At present procedures for removing teachers can take up to nine months. Professor Barber said it should take two months, from when a head first tells someone that they are not up to the job.
Successive ministers have said that it should be easier for schools to get rid of bad teachers, and both Tony Blair, the Labour leader, and David Blunkett, the party's education spokesman, have said that governors are taking too long to dismiss bad teachers but have not put a time limit on the process.
Professor Barber, dean of new initiatives at London University's Institute of Education, said: "The procedure for getting rid of bad teachers is too cumbersome and slow. Schools ought to be able to complete it in a couple of months and still allow for all the appropriate appeals and due process."
Speaking at a conference at the institute, he said schools and local authorities were making big strides in school improvement. But removing incompetent teachers was a vital part of rescuing failing schools, and the collection of evidence about poor performance often delayed the operation.
Governors and heads are responsible for taking action against poor teachers so central government's influence is limited. From September school inspectors will report confidentially to heads on the best and worst teachers.
Labour has said that it intends to discuss with local authorities and teacher unions how poor teachers could be dismissed more quickly without jeopardising staff rights. It believes the present process fails to strike the right balance.

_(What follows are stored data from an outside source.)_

PR #598, opened 2026-06-12
feat: drop regex support for links in metamodel

AlexanderLanin:
simplify the code and the metamodel

### DIFF
--- a/src/extensions/score_metamodel/__init__.py
+++ b/src/extensions/score_metamodel/__init__.py
@@ -165,51 +165,52 @@ def _resolve_linkable_types(
     link_name: str,
     link_value: str,
     current_need_type: ScoreNeedType,
-    needs_types: list[ScoreNeedType],
-) -> list[ScoreNeedType | str]:
-    needs_types_dict = {nt["directive"]: nt for nt in needs_types}
+    needs_types: dict[str, ScoreNeedType],
+) -> list[ScoreNeedType]:
+    # Anything is allowed if the value is "ANY". This allows to bypass the link type validation for specific links.
+    if link_value == "ANY":
+        return list(needs_types.values())
+
     link_values = [v.strip() for v in link_value.split(",")]
-    linkable_types: list[ScoreNeedType | str] = []
+    linkable_types: list[ScoreNeedType] = []
     for v in link_values:
-        if v.startswith("^"):
-            linkable_types.append(v)  # keep regex as-is
+        target_need_type = needs_types.get(v)
+        if target_need_type is None:
+            logger.error(
+                f"In metamodel.yaml: {current_need_type['directive']}, "
+                f"link '{link_name}' references unknown type '{v}'."
+            )
         else:
-            target_need_type = needs_types_dict.get(v)
-            if target_need_type is None:
-                logger.error(
-                    f"In metamodel.yaml: {current_need_type['directive']}, "
-                    f"link '{link_name}' references unknown type '{v}'."
-                )
-            else:
-                linkable_types.append(target_need_type)
+            linkable_types.append(target_need_type)
     return linkable_types
 
 
 def postprocess_need_links(needs_types_list: list[ScoreNeedType]):
     """Convert link option strings into lists of target need types.
 
-    If a link value starts with '^' it is treated as a regex and left
-    unchanged. Otherwise it is a comma-separated list of type names which
-    are resolved to the corresponding ScoreNeedTypes.
+    Parses comma-separated list of type names which are resolved to the corresponding
+    ScoreNeedTypes.
     """
-    for need_type in needs_types_list:
-        try:
-            link_dicts = (
-                need_type["mandatory_links"],
-                need_type["optional_links"],
+    # "mandatory_links_str" is used to keep only metamodel sourced types. That key is so
+    # specific, that noone but our metamodel should be using it.
+    all_need_types = {
+        nt["directive"]: nt for nt in needs_types_list if "mandatory_links_str" in nt
+    }
+
+    for need_type in all_need_types.values():
+        need_type["mandatory_links"] = {
+            link_name: _resolve_linkable_types(
+                link_name, link_value, need_type, all_need_types
             )
-        except KeyError:
-            # TODO: remove the Sphinx-Needs defaults from our metamodel
-            # Example: {'directive': 'issue', 'title': 'Issue', 'prefix': 'IS_'}
-            continue
+            for link_name, link_value in need_type["mandatory_links_str"].items()
+        }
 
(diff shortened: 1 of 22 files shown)


src/extensions/score_metamodel/checks/check_options.py
```diff
@@ -134,19 +133,23 @@ def _validate(attributes_to_allowed_values: dict[str, str], mandatory: bool):
...
-      and returned unchanged.
-    - A ScoreNeedType dict uses its ``mandatory_options.id`` pattern.
+    Note: the pattern is already stored in "id" attribute, this is just a helper
+    function to retrieve it safely.
     """
-    if isinstance(value, str):
-        if value.startswith("^"):
-            return value
-        return f"^{value}__"
+    assert isinstance(value, dict), f"Expected dict for ScoreNeedType, got {value}"
```
MaximilianSoerenPollak, line 143: Can you not do `is instance` to make sure it's actually a ScoreNeedType?

src/extensions/score_metamodel/checks/check_options.py
```diff
@@ -160,10 +163,12 @@ def validate_links(
     """
 
     def _validate(
-        attributes_to_allowed_values: AllowedLinksType,
+        attributes_to_allowed_values: dict[str, list[ScoreNeedType]] | None,
         mandatory: bool,
         treat_as_info: bool = False,
     ):
+        assert attributes_to_allowed_values is not None
```
MaximilianSoerenPollak, line 170: Kinda an antipattern no? 
If the typehint is allowed to be None, but here you assert that it should never happen?

src/extensions/score_metamodel/checks/graph_checks.py
```diff
@@ -40,6 +45,7 @@ def eval_need_check(need: NeedItem, check: str, log: CheckLogger) -> bool:
         "<": operator.lt,
         ">=": operator.ge,
         "<=": operator.le,
+        "contains": lambda a, b: b in a if isinstance(a, str) else False,
```
MaximilianSoerenPollak, line 48: This then allows for b to be a non string type. Is that wanted behaviour?

src/extensions/score_metamodel/tests/rst/graph/test_workproduct_aspice_40.rst
```diff
@@ -0,0 +1,65 @@
...
+
+#CHECK: check_metamodel_graph
+
+--- Setup
+
+.. an ASPICE 40 IIC standard requirement (valid link target).
+
+.. std_req:: ASPICE 40 IIC requirement
+   :id: std_req__aspice_40__iic_1
+
```
MaximilianSoerenPollak, line 23: Uhh idk if this will work? 

As a 1 line seperation might interpret it as content for the need. 
Though unsure about that, has been a while.

src/extensions/score_metamodel/__init__.py
```diff
@@ -165,51 +165,52 @@ def _resolve_linkable_types(
...
+    ScoreNeedTypes.
     """
-    for need_type in needs_types_list:
-        try:
-            link_dicts = (
-                need_type["mandatory_links"],
-                need_type["optional_links"],
+    # "mandatory_links_str" is used to keep only metamodel sourced types. That key is so
+    # specific, that noone but our metamodel should be using it.
+    all_need_types = {
```
MaximilianSoerenPollak, line 196: Is this all_need_types? It reads like a filtered version already.

src/extensions/score_metamodel/metamodel.yaml
```diff
@@ -178,7 +178,8 @@ needs_types:
     mandatory_options:
       status: ^(valid|draft)$
     optional_links:
-      complies: std_wp, ^std_req__aspice_40__iic.*$
+      # FIXME: only ^std_req__aspice_40__iic.*$
```
MaximilianSoerenPollak: FIXME Still needed? THis is now implemented with the graph check no?

src/extensions/score_metamodel/metamodel_types.py
```diff
@@ -27,16 +27,17 @@ class ProhibitedWordCheck:
...
     optional_options: dict[str, str]
 
-    mandatory_links: AllowedLinksType
-    optional_links: AllowedLinksType
+    mandatory_links_str: dict[str, str]
+    optional_links_str: dict[str, str]
+
+    # At parse time these are None, as they need to be filled post-parsing when all types are available to resolve the link targets.
+    # The dict maps the link name to a list of need types that are allowed as targets for that link.
+    mandatory_links: None | dict[str, list[ScoreNeedType]]
```
MaximilianSoerenPollak, line 42: Default them to `None` ? Or is that automatic?

MaximilianSoerenPollak (commented):
Some questions

src/extensions/score_metamodel/checks/check_options.py
AlexanderLanin: No, isinstance does not work with TypedDict. As the type info is not a real type AFAIK.

src/extensions/score_metamodel/checks/check_options.py
AlexanderLanin: yeah... its not pretty. This avoid checking the argument on all call sites, which would be even uglier.

src/extensions/score_metamodel/checks/graph_checks.py
AlexanderLanin: no, but I did not figure out how to say "else fail horribly" - without changing how the function is designed.

src/extensions/score_metamodel/tests/rst/graph/test_workproduct_aspice_40.rst
AlexanderLanin: doesnt matter, as next line is a comment. Whether its a comment, real content, or need content. dont care.

src/extensions/score_metamodel/__init__.py
AlexanderLanin: it's "all our types" aka "all types from metamodel"

src/extensions/score_metamodel/metamodel.yaml
AlexanderLanin: changed from fixme to simple comment referring to graph check

src/extensions/score_metamodel/metamodel_types.py
AlexanderLanin: Unfortunately there is no default in TypedDict. All call sites adapted.

MaximilianSoerenPollak (approved):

Professor Barber said: "Teacher unions would benefit if they were leading the advocacy for streamlining procedures against incompetent teachers. Lots of their members and the public want to see them working towards improving quality."
Nigel de Gruchy, general secretary of the National Association of Schoolmasters/ Union of Women Teachers, said: "Bad teachers can already be sacked within two months. It is only incompetent managers who can't get rid of incompetent teachers."
He said that teachers had to be given between five and 10 days' notice of dismissal. If there was an appeal, that would take another five or ten days.
"For a person who is marginal, it might take several months. For someone who is a disaster, the information should be readily available if heads and governors have been doing their jobs properly." Prevention, he said, was better than cure. Governors should not employ weak teachers in the first place.
Chris Woodhead, the Chief Inspector of Schools, has estimated that there are currently 15,000 incompetent teachers. He believes the present rules which prevent appraisal reports being used as part of disciplinary proceedings should be re-examined.